In order of appearance.

Absolvent_innen der Kunstakademie Düsseldorf

8.2. — 8.3.2020

  • Hedda Schattanik und Roman Szczesny, Amor Fati, 2020

Die Kooperation zwischen der Kunstsammlung Nordrhein-Westfalen und der Kunstakademie Düsseldorf geht in die zweite Runde. Die Ausstellung „In order of appearance“ zeigt aktuelle Werke von 77 Absolventinnen und Absolventen der Staatlichen Kunstakademie Düsseldorf. Sie alle haben 2019 ihr Studium an der international renommierten Kunsthochschule abgeschlossen und präsentieren nun größtenteils zum ersten Mal ihre Arbeiten im musealen Raum.

Die Ausstellung, die das gesamte Untergeschoss des K21 einnimmt, folgt keiner thematischen Vorgabe. Insgesamt rund 100 Arbeiten dokumentieren die aktuellen künstlerischen Positionen in ihrer gesamten Breite. Neben einer Vielzahl von Gemälden sind Skulpturen, Installationen, Fotografien, Grafiken, Videos und Performances zu sehen. Die Ausstellung bietet damit einen Einblick in die aktuellen künstlerischen Entwicklungen in der Stadt und zeigt, welche Themen für junge Künstlerinnen und Künstler heute relevant sind. Die gezeigten Arbeiten beschäftigen sich mit Fragen nach Identität, Herkunft und den Grenzen des freien Handelns. Dem Interesse an aktuellen medialen Debatten und politisch relevanten Themen stehen die Suche nach alternativen Welten und die Auseinandersetzung mit den traditionellen Medien gegenüber.
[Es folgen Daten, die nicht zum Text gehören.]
PR #371, opened 2024-10-21
chore: refactor config to make it mandatory

Freyskeyd:
# Description

This PR refactors how we handle the configuration.
No more backward compatibility, but a new `validate-config` command and also more flexibility on how to hanle the serialization/deserialization.
## PR Checklist:


crates/agglayer/tests/snapshots/config__config_display.snap
```diff
@@ -35,6 +35,7 @@ settlement-timeout = 1200
 [l1]
 chain-id = 1337
 node-url = "http://zkevm-mock-l1-network:8545/"
+ws-node-url = "ws://zkevm-mock-l1-network:8546/"
```
iljakuklic, line 38: Would it make sense to only have one L1 node url, the protocol to be determined by the scheme (`http://` or `ws://`)? The `ws://` variant required for block based epoch clock.

crates/agglayer-types/Cargo.toml
```diff
@@ -13,9 +13,9 @@ serde_with.workspace = true
 sp1-sdk.workspace = true
 sp1-core-machine.workspace = true
 thiserror.workspace = true
+bincode.workspace = true
 
 [dev-dependencies]
-bincode.workspace = true
```
iljakuklic, line 18: Incredibly nitpicky nitpick: maybe remove the whole `[dev-dependencies]` section?

crates/agglayer-config/tests/snapshots/validate_deserialize__empty_rpcs.snap
```diff
@@ -0,0 +1,60 @@
...
+node-url = "http://zkevm-mock-l1-network:8545/"
+ws-node-url = "ws://zkevm-mock-l1-network:8546/"
+rollup-manager-contract = "0xb7f8bc63bbcad18155201308c8f3540b07f84f5e"
+rpc-timeout = 45
+
+[auth.local]
+private-keys = []
+
+[telemetry]
+prometheus-addr = "0.0.0.0:3000"
```
iljakuklic, line 46: Should probably remove this default too, it does not make much sense.

crates/agglayer-config/src/storage.rs
```diff
@@ -104,6 +118,36 @@ impl From<StorageConfig> for StorageConfigHelper {
...
 }
 
+fn default_db_path() -> PathBuf {
+    PathBuf::new().join(STORAGE_DIR)
+}
+
+pub(crate) fn normalize_path(path: &Path) -> PathBuf {
+    let mut components = path.components().peekable();
+    let mut ret = if let Some(c @ Component::Prefix(..)) = components.peek().cloned() {
+        components.next();
```
iljakuklic, line 128: Why is the prefix component removed? A comment explaining it would be useful.

crates/agglayer-config/src/storage.rs
```diff
@@ -104,6 +118,36 @@ impl From<StorageConfig> for StorageConfigHelper {
...
+    for component in components {
+        match component {
+            Component::Prefix(..) => unreachable!(),
+            Component::RootDir => {
+                ret.push(component.as_os_str());
+            }
+            Component::CurDir => {}
+            Component::ParentDir => {
+                ret.pop();
+            }
```
iljakuklic, line 143: What's the intended behaviour in presence of symlinks? Should `foo/..` resolve to `.` even if `foo` is a symlink pointing somewhere else? There's the `Path::canonicalize` method which follows symlinks but it requires the path to physically exist.

iljakuklic (commented):
Some comments below. The PR changed during the review so apologies if some of the comments are outdated at this point.

crates/agglayer/tests/snapshots/config__config_display.snap
Freyskeyd: I would prefer to have different one as `http` and `ws` are sometimes on different ports

Cargo.toml
```diff
@@ -25,7 +25,11 @@ ethers-signers = "2.0.14"
 fail = "0.5.1"
 futures = "0.3.31"
 hex = "0.4.3"
-jsonrpsee = { version = "0.24.7", features = ["full"] }
+insta = { git = "https://github.com/freyskeyd/insta", branch = "chore/updating-deps-to-avoid-serialize-error", features = [
```
hadjiszs, line 28: Temporary right?

crates/agglayer-config/src/storage.rs
Freyskeyd: This part of the method inherited from `cargo`

crates/agglayer-config/tests/snapshots/validate_deserialize__empty_rpcs.snap
Freyskeyd: it does, it is the metrics entrypoint

iljakuklic: What does the `0.0.0.0` mean? Does it disable prometheus? If so, I'd probably prefer it to be a bit more explicit about that, using e.g. `null` or `"disabled"` or something.

crates/agglayer-config/src/storage.rs
```diff
@@ -104,6 +118,36 @@ impl From<StorageConfig> for StorageConfigHelper {
     }
 }
 
+fn default_db_path() -> PathBuf {
+    PathBuf::new().join(STORAGE_DIR)
+}
+
+pub(crate) fn normalize_path(path: &Path) -> PathBuf {
```
hadjiszs, line 125: I'd propagate the rustdoc from the cargo [code](https://github.com/rust-lang/cargo/blob/edd36eba5e0d6e0cfcb84bd0cc651ba8bf5e7f83/crates/cargo-util/src/paths.rs#L76-L83) that you shared maybe, at least the first line `Normalize a path, removing things like . and ..`

hadjiszs (approved):

crates/agglayer-config/src/lib.rs
```diff
@@ -48,24 +41,30 @@ pub use rate_limiting::RateLimitingConfig;
...
+#[serde(deny_unknown_fields)]
+#[serde(default)]
 pub struct Config {
     /// A map of Zkevm node RPC endpoints for each rollup.
     ///
     /// The key is the rollup ID, and the value is the URL of the associated RPC
     /// endpoint.
-    #[serde(alias = "FullNodeRPCs", deserialize_with = "deserialize_rpc_map")]
+    #[serde_as(as = "HashMap<DisplayFromStr, _>")]
     pub full_node_rpcs: HashMap<u32, Url>,
```
iljakuklic, line 55: Note: There's also similar thing in rate limiter config for per-network rate limiting configuration but uses an ad-hoc implementation. This approach with `serde_as` is better.

iljakuklic (approved):

crates/agglayer-config/src/lib.rs
Freyskeyd: I'll not touch more than the scope of this PR, I created a ticket: #374 for that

Der Titel der Ausstellung „In order of appearance“ ist aus dem Bereich des Films entlehnt. Die im Abspann gebräuchliche Formulierung listet die involvierten Akteure in der Reihenfolge ihres  Auftritts im Film auf. So basiert auch das Konzept der Ausstellung nicht auf hierarchischen Prinzipien: Alle Absolventinnen und  Absolventen des vergangenen Jahres wurden eingeladen, neue Arbeiten für die Ausstellung vorzuschlagen. Denn eine der wichtigsten Voraussetzungen dieses  Ausstellungsvorhabens ist, niemanden auszuschließen und damit einen Überblick über die gesamte Kunstproduktion eines Jahrgangs der Düsseldorfer Kunstakademie zu vermitteln. Ganz bewusst sieht das Ausstellungskonzept davon ab, die Klassen und die Namen von Professorinnen und Professoren zu nennen, bei denen die Künstlerinnen und Künstler studiert haben. Denn die Arbeiten haben auch außerhalb der Akademie ihre Gültigkeit.
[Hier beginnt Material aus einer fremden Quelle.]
PR #378, opened 2024-10-25
feat: add metadata field in the certificate

### LINKED ISSUE #377: Add one `metadata: U256` field in the Certificate
# Rationale

Upon failure and restart, the aggsender needs to know from which block it should continue the certificate production. To do so, the latest LER is not enough given that the imported bridge exits does not impact the LER.

The chosen solution is to add one metadata field `U256` in the Certificate in order to let the aggsender populate this field with the block number and extend it as needed in the future.

# Acceptance Criteria

- [ ] The field is added in the `Certificate`
- [ ] The field is exposed in the `CertificateHeader`

hadjiszs:
# Description

Adding one metadata field in the certificate for chain purposes

Fixes #377 

## PR Checklist:

### DIFF
--- a/crates/agglayer-types/src/lib.rs
+++ b/crates/agglayer-types/src/lib.rs
@@ -39,8 +39,8 @@ pub struct CertificateHeader {
     pub certificate_index: Option<CertificateIndex>,
     pub certificate_id: CertificateId,
     pub new_local_exit_root: Hash,
-    pub status: CertificateStatus,
     pub metadata: Metadata,
+    pub status: CertificateStatus,
 }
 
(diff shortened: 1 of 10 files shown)


crates/agglayer-types/src/lib.rs
```diff
@@ -39,6 +40,7 @@ pub struct CertificateHeader {
     pub certificate_id: CertificateId,
     pub new_local_exit_root: Hash,
     pub status: CertificateStatus,
+    pub metadata: Metadata,
```
Freyskeyd, line 43: Can we place the `metadata` before `status` so that we have consistent size until the `status` which can contains different length?

Freyskeyd (approved):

Mit dieser sich jährlich fortsetzenden Ausstellungsreihe möchte die Kunstsammlung Nordrhein-Westfalen in einen Austausch treten mit der jungen Künstlergeneration und diese am Beginn ihrer Laufbahn unterstützen. Erstmals unterstützt auch die Stiftung Junge Kunst der Freunde der Kunstsammlung Nordrhein-Westfalen dieses Vorhaben durch den Ankauf eines der präsentierten Kunstwerke. Eine weitere Förderung ist das Provinzial Kunst-Stipendium, das anlässlich der Ausstellung ebenfalls zum zweiten Mal vergeben wird.


Mit Werken von

Laura Aberham, Jonathan Auth, Eliza Ballesteros, Yukie Laurentia Beheim, Joscha Bender, Marco Biermann und Tomas Kleiner, Katharina Bloch, Marina Bochert, Kai Borsutzky, Louisa Brüseke, Jana Buch, Vanessa Castra, Catherina Cramer, Xheni Çuni, Sibylle Czichon, Zoe Dittrich-Wamser, Kathrin Edwards, Bradley Emerson, Hakan Eren, Lisa-Maria Feike, Thimo Franke, Yutao Gao, Teye Gerbracht, Lukas Goersmeyer, Yijie Gong, Nicholas Grafia, Manuel Gröger, Kaori Hiraiwa, Paulina Hoffmann, Soonho Jeong, Andreas Jonak, Kaiso, Eun Kyung Kim, Sarah Kirschnick, Lisa Klinger, Konstitutiv der Möglichkeiten, Hanna Körner, Annette Kössler, Lukrezia Krämer, Moritz Krauth, Jana Kurashvili, Aylin Leclaire, Eunhwa Lee, Lotte Joseph Agnes Leerschool, Janis Löhrer, Jake Madel, Gloria Manzanares Romero, Neal McKee, Oliver Meier, Mikkel Møller Pedersen, Anna Christina Nendza, Anja Neumann, Filiz Özcelik, Maximilian Klemens Sänger, Rosa Sarholz, Hedda Schattanik und Roman Szczesny, Kai Werner Schmidt, Jan Luka Schmitz, Paul Schuseil, Lisa Seidel, Maya Shirakawa, Albrecht Maximilian Siegenbruk, Christina Steffans, Arjan Stockhausen, Sabrina Straub, Marie Sturm, Levente Szücs, Hiroki Tanaka, caner teker, Fivos Theodosakis, Tadashi Toyama, Robin Weuste, Eilza Wiszniewska, Samira Witt, Jana Zatvarnická, Yiy Zhang, Vera Zlatic.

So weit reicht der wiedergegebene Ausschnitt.